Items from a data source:
####

PR #484, opened 2021-12-01
Support `compute build` for 'other' language option using `[scripts.build]`

Integralist:
Currently a project that uses an unsupported C@E language can't use the `compute build` command (which means having to do things like using `compute serve --skip-build`). The new `[scripts.build]` configuration in the fastly.toml manifest helps us to better support `compute build` for unofficial languages.

## EXAMPLE

```toml
[scripts]
build = "mkdir -p bin && tinygo build -target wasi -o bin/main.wasm main.go && fastly compute pack --wasm-binary bin/main.wasm"
```

I was able to run `fastly compute serve` and have it 'build' and 'serve' locally via Viceroy.

### DIFF
--- a/pkg/commands/compute/build.go
+++ b/pkg/commands/compute/build.go
@@ -173,21 +173,18 @@ func (c *BuildCommand) Exec(in io.Reader, out io.Writer) (err error) {
 	// print doesn't get hidden by the progress status.
 	progress.Done()
 
-	customBuildMsg := "This project has a custom build script defined in the fastly.toml manifest.\n"
-
 	if toolchain == "custom" {
-		if c.Globals.Flag.Verbose {
-			text.Info(out, customBuildMsg)
+		if c.Globals.Flag.Verbose || !c.Flags.AcceptCustomBuild {
+			text.Info(out, "This project has a custom build script defined in the fastly.toml manifest.\n")
 			text.Break(out)
 			text.Indent(out, 4, "%s", c.Manifest.File.Scripts.Build)
-			customBuildMsg = ""
 		}
 		if !c.Flags.AcceptCustomBuild {
 			// NOTE: A third-party could share a project with a build command for a
 			// language that wouldn't normally require one (e.g. Rust), and do evil
 			// things. So we should notify the user and confirm they would like to
 			// continue with the build.
-			label := fmt.Sprintf("\n%sAre you sure you want to continue with the build step? [y/N] ", customBuildMsg)
+			label := "\nAre you sure you want to continue with the build step? [y/N] "
 			cont, err := text.Input(out, label, in)
 			if err != nil {
 				return fmt.Errorf("error reading input %w", err)
@@ -199,6 +196,10 @@ func (c *BuildCommand) Exec(in io.Reader, out io.Writer) (err error) {
 			}
 			text.Break(out)
 		}
+	}
+
+	if c.Globals.Verbose() && c.Flags.AcceptCustomBuild {
+		text.Break(out)
 	}
 
 	progress = text.ResetProgress(out, c.Globals.Verbose())
--- a/pkg/commands/compute/build.go
+++ b/pkg/commands/compute/build.go
@@ -174,13 +174,14 @@ func (c *BuildCommand) Exec(in io.Reader, out io.Writer) (err error) {
 	// things. So we should notify the user and confirm they would like to
 	// continue with the build.
 	if !c.Flags.AcceptCustomBuild && language.Name == "other" && toolchain == "custom" {
-		label := fmt.Sprintf("This project has a custom build script defined (%s). Are you sure you want to continue with the build step? [y/N] ", c.Manifest.File.Scripts.Build)
+		label := "This project has a custom build script defined in the fastly.toml manifest. Are you sure you want to continue with the build step? [y/N] "
 		cont, err := text.Input(out, label, in)
 		if err != nil {
 			return fmt.Errorf("error reading input %w", err)
 		}
 		contl := strings.ToLower(cont)
 		if contl != "y" && contl != "yes" {
+			text.Info(out, "Stopping the build process.")
 			return nil
 		}
 	}
--- a/pkg/commands/compute/build.go
+++ b/pkg/commands/compute/build.go
@@ -169,30 +169,39 @@ func (c *BuildCommand) Exec(in io.Reader, out io.Writer) (err error) {
 		}
 	}
 
-	customBuildMsg := "This project has a custom build script defined in the fastly.toml manifest. "
+	// NOTE: We set the progress indicator to Done() so that any output we now
+	// print doesn't get hidden by the progress status.
+	progress.Done()
 
-	if toolchain == "custom" && c.Globals.Flag.Verbose {
-		text.Info(out, fmt.Sprintf("%s\n\n%s\n\n", customBuildMsg, c.Manifest.File.Scripts.Build))
-		customBuildMsg = ""
+	customBuildMsg := "This project has a custom build script defined in the fastly.toml manifest.\n"
+
+	if toolchain == "custom" {
+		if c.Globals.Flag.Verbose {
+			text.Info(out, customBuildMsg)
+			text.Break(out)
+			text.Indent(out, 4, "%s", c.Manifest.File.Scripts.Build)
+			customBuildMsg = ""
+		}
+		if !c.Flags.AcceptCustomBuild {
+			// NOTE: A third-party could share a project with a build command for a
+			// language that wouldn't normally require one (e.g. Rust), and do evil
+			// things. So we should notify the user and confirm they would like to
+			// continue with the build.
+			label := fmt.Sprintf("\n%sAre you sure you want to continue with the build step? [y/N] ", customBuildMsg)
+			cont, err := text.Input(out, label, in)
+			if err != nil {
+				return fmt.Errorf("error reading input %w", err)
+			}
+			contl := strings.ToLower(cont)
+			if contl != "y" && contl != "yes" {
+				text.Info(out, "Stopping the build process.")
+				return nil
+			}
+			text.Break(out)
+		}
 	}
 
-	// NOTE: A third-party could share a project with a build command for a
-	// language that wouldn't normally require one (e.g. Rust), and do evil
-	// things. So we should notify the user and confirm they would like to
-	// continue with the build.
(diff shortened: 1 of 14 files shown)


kailan (approved):
Love this!

Integralist:
If this goes ahead, then we should update [our documentation](https://developer.fastly.com/learning/compute/custom/) and also the `compute init` output so they reflect this change.

As far as [our documentation](https://developer.fastly.com/learning/compute/custom/) is concerned I think it can probably stay the same but have something like the following appended:

> **HINT:** The use of `compute pack` can be replaced by adding a `[scripts.build]` setting within your [`fastly.toml` manifest](https://developer.fastly.com/reference/compute/fastly-toml/).

Currently the `compute init` output shows...

```
Initialized package testing-cli to:
        /Users/integralist/Code/go/testing-cli

To package a pre-compiled Wasm binary for deployment, run:
        fastly compute pack

To deploy the package, run:
        fastly compute deploy
```

I imagine this should change back to the normal output:

```
Initialized package testing-cli to:
        /Users/integralist/Code/go/testing-cli

        fastly compute publish
```

Because if the user of an 'other' language project tries to build without doing anything, then they'll now see (as part of this PR) the error...

```
$ fastly compute build
✓ Initializing...
✓ Verifying local other toolchain...
✗ Building package using other toolchain...

ERROR: error reading custom build instructions from fastly.toml manifest.

Add a [scripts.build] setting for your custom build process. See more at https://developer.fastly.com/reference/fastly-toml/
```

/cc @triblondon

fgsch:
Not specific to this PR but I wonder if we want to let the user know what command we are going to run and give the user the option to abort it or require some flag to continue.  

My thinking here is that a third party could share a project with a build command for language that would normally build without it (e.g. Rust), and do evil things.

Integralist:
@fgsch I think your suggestion is valid and I'll look to add something to that effect.

Integralist:
@fgsch @kailan 

As requested I've added a prompt which informs the user a custom build has been configured (in case they were not aware of it, or what it was doing), and I ask them to confirm they want to go ahead with the build.

I've also added a new `--accept-custom-build` flag to `compute build` so that this prompt can be ignored.

Integralist:
@fgsch @kailan may I ask you both re-review, just to be sure you're still happy with the changes.

pkg/commands/compute/build.go
```diff
@@ -151,11 +169,24 @@ func (c *BuildCommand) Exec(in io.Reader, out io.Writer) (err error) {
 		}
 	}
 
-	if c.Manifest.File.Scripts.Build != "" {
-		lang = "custom"
+	// NOTE: A third-party could share a project with a build command for a
+	// language that wouldn't normally require one (e.g. Rust), and do evil
+	// things. So we should notify the user and confirm they would like to
+	// continue with the build.
+	if !c.Flags.AcceptCustomBuild && language.Name == "other" && toolchain == "custom" {
```
fgsch, line 176: Wouldn't `language.Name == "other"` limit the check to other languages?

pkg/commands/compute/build.go
```diff
@@ -151,11 +169,24 @@ func (c *BuildCommand) Exec(in io.Reader, out io.Writer) (err error) {
...
+		cont, err := text.Input(out, label, in)
+		if err != nil {
+			return fmt.Errorf("error reading input %w", err)
+		}
+		contl := strings.ToLower(cont)
+		if contl != "y" && contl != "yes" {
+			text.Info(out, "Stopping the build process.")
+			return nil
+		}
 	}
```
fgsch, line 187: Would it be too much to always display `This project has a custom build script defined in the fastly.toml manifest` in verbose mode?

pkg/commands/compute/build_test.go
```diff
@@ -532,3 +533,139 @@ func TestBuildJavaScript(t *testing.T) {
...
+		args                 []string
+		dontWantOutput       []string
+		fastlyManifest       string
+		name                 string
+		stdin                string
+		wantError            string
+		wantOutput           []string
+		wantRemediationError string
+	}{
+		{
```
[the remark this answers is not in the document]
Integralist: done

pkg/commands/compute/build_test.go
```diff
@@ -532,3 +533,152 @@ func TestBuildJavaScript(t *testing.T) {
...
+			fastlyManifest: `
+			manifest_version = 2
+			name = "test"
+			language = "other"`,
+			dontWantOutput: []string{
+				"This project has a custom build script defined in the fastly.toml manifest",
+			},
+			wantError:            "error reading custom build instructions from fastly.toml manifest",
+			wantRemediationError: "Add a [scripts.build] setting for your custom build process",
+		},
```
fgsch, line 594: Could we also add a test for a non-other language?

pkg/commands/compute/build.go
```diff
@@ -151,11 +169,29 @@ func (c *BuildCommand) Exec(in io.Reader, out io.Writer) (err error) {
...
+	// NOTE: A third-party could share a project with a build command for a
+	// language that wouldn't normally require one (e.g. Rust), and do evil
+	// things. So we should notify the user and confirm they would like to
+	// continue with the build.
+	if !c.Flags.AcceptCustomBuild && toolchain == "custom" {
+		customBuildMsg := "This project has a custom build script defined in the fastly.toml manifest. "
+		if c.Globals.Flag.Verbose {
+			text.Info(out, customBuildMsg)
+			customBuildMsg = ""
+		}
```
fgsch, line 181: I wonder if we should always display this in verbose mode for custom build scripts, regardless of the AcceptCustomBuild flag.

pkg/commands/compute/build.go
```diff
@@ -151,11 +169,29 @@ func (c *BuildCommand) Exec(in io.Reader, out io.Writer) (err error) {
...
+		label := fmt.Sprintf("%sAre you sure you want to continue with the build step? [y/N] ", customBuildMsg)
```
fgsch, line 182: Not a blocker: for symmetry, can we check if we printed customBuildMsg above and avoid printing it again?

fgsch: Nevermind this, it's already covered.

pkg/commands/compute/build.go
Integralist: Have fixed locally, will push up shortly

pkg/commands/compute/build_test.go
Integralist: done

pkg/commands/compute/language_other.go
```diff
@@ -0,0 +1,69 @@
...
+			Inner:       err,
+			Remediation: fsterr.ComputeBuildRemediation,
+		}
+	}
+	cmd, args := o.Shell.Build(o.build)
+
+	s := fstexec.Streaming{
+		Command: cmd,
+		Args:    args,
+		Env:     []string{},
```
fgsch, line 57: Question (not a blocker): Any reason we are not passing the existing environment?

pkg/commands/compute/build.go
```diff
@@ -151,11 +169,31 @@ func (c *BuildCommand) Exec(in io.Reader, out io.Writer) (err error) {
 		}
 	}
 
-	if c.Manifest.File.Scripts.Build != "" {
-		lang = "custom"
+	customBuildMsg := "This project has a custom build script defined in the fastly.toml manifest. "
```
fgsch, line 172: nitpick (not a blocker): add the newline to customBuildMsg (and zap the trailing space), remove the newline from the fmt.Sprintf() below so the prompt further below becomes:

```
This project has a custom build script defined in the fastly.toml manifest.
Are you sure you want to continue with the build step? [y/N] 
```

fgsch (approved):
I've left some non-blocking comments but this looks good to me and any remaining things can be addressed in future PRs if needed.

I still need to test it but I trust your judgement and I will let you make the call.

pkg/commands/compute/language_other.go
Integralist: I'll update this in a separate PR

pkg/commands/compute/build.go
```diff
@@ -151,11 +169,31 @@ func (c *BuildCommand) Exec(in io.Reader, out io.Writer) (err error) {
...
+
+	if toolchain == "custom" && c.Globals.Flag.Verbose {
+		text.Info(out, fmt.Sprintf("%s\n\n%s\n\n", customBuildMsg, c.Manifest.File.Scripts.Build))
+		customBuildMsg = ""
+	}
```
fgsch, line 177:
```suggestion
	if toolchain == "custom" && (c.Globals.Flag.Verbose || !c.Flags.AcceptCustomBuild) {
		text.Info(out, fmt.Sprintf("%s\n\n%s\n\n", customBuildMsg, c.Manifest.File.Scripts.Build))
	}
```

pkg/commands/compute/build.go
```diff
@@ -151,11 +169,31 @@ func (c *BuildCommand) Exec(in io.Reader, out io.Writer) (err error) {
...
+
+	// NOTE: A third-party could share a project with a build command for a
+	// language that wouldn't normally require one (e.g. Rust), and do evil
+	// things. So we should notify the user and confirm they would like to
+	// continue with the build.
+	if toolchain == "custom" && !c.Flags.AcceptCustomBuild {
+		label := fmt.Sprintf("%sAre you sure you want to continue with the build step? [y/N] ", customBuildMsg)
```
fgsch, line 184:
```suggestion
		label := fmt.Sprintf("Are you sure you want to continue with the build step? [y/N] ")
```

fgsch (approved):
Thank you. This is great! 🙏

pkg/commands/compute/build.go
```diff
@@ -192,7 +192,8 @@ func (c *BuildCommand) Exec(in io.Reader, out io.Writer) (err error) {
 			contl := strings.ToLower(cont)
 			if contl != "y" && contl != "yes" {
 				text.Info(out, "Stopping the build process.")
-				return nil
+				text.Break(out)
+				return fsterr.ErrBuildStopped
```
fgsch, line 196: Is there any way to test this case?

fgsch (approved):
👍

pkg/commands/compute/build.go
Integralist: I actually had to update the tests to make them pass by ensuring I set an expectation for an error to be returned (see my last commit)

####

Your objective: Take every line above where "what" appears and copy it.

Answer section:
Not specific to this PR but I wonder if we want to let the user know what command we are going to run and give the user the option to abort it or require some flag to continue.  
As requested I've added a prompt which informs the user a custom build has been configured (in case they were not aware of it, or what it was doing), and I ask them to confirm they want to go ahead with the build.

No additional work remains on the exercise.